▶ [YOUR ASSIGNMENT]: Please copy each line of the listing that includes the string "approved".
*** Opening EXERCISE DATA ***
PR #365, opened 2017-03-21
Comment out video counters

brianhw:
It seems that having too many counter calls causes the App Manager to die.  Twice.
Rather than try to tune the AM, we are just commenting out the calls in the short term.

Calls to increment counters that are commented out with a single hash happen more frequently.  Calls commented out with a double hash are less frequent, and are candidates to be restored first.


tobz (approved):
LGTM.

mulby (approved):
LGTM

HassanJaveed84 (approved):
*** Closing EXERCISE DATA ***
*** Opening EXERCISE DATA ***
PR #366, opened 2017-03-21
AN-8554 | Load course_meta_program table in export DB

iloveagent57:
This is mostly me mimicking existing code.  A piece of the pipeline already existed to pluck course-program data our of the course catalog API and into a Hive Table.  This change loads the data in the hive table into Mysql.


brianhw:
*** Closing EXERCISE DATA ***
*** Opening EXERCISE DATA ***
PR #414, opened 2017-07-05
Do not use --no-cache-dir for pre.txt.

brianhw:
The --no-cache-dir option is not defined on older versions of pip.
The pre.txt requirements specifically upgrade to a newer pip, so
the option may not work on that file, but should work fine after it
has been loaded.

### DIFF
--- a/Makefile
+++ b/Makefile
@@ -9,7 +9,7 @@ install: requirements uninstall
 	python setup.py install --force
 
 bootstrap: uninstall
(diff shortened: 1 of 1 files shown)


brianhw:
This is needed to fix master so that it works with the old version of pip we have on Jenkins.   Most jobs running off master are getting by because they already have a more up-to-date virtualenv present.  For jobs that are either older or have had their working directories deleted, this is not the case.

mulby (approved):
*** Closing EXERCISE DATA ***
▶ [EXERCISE RESPONSE]:
tobz (approved):
mulby (approved):
HassanJaveed84 (approved):
mulby (approved):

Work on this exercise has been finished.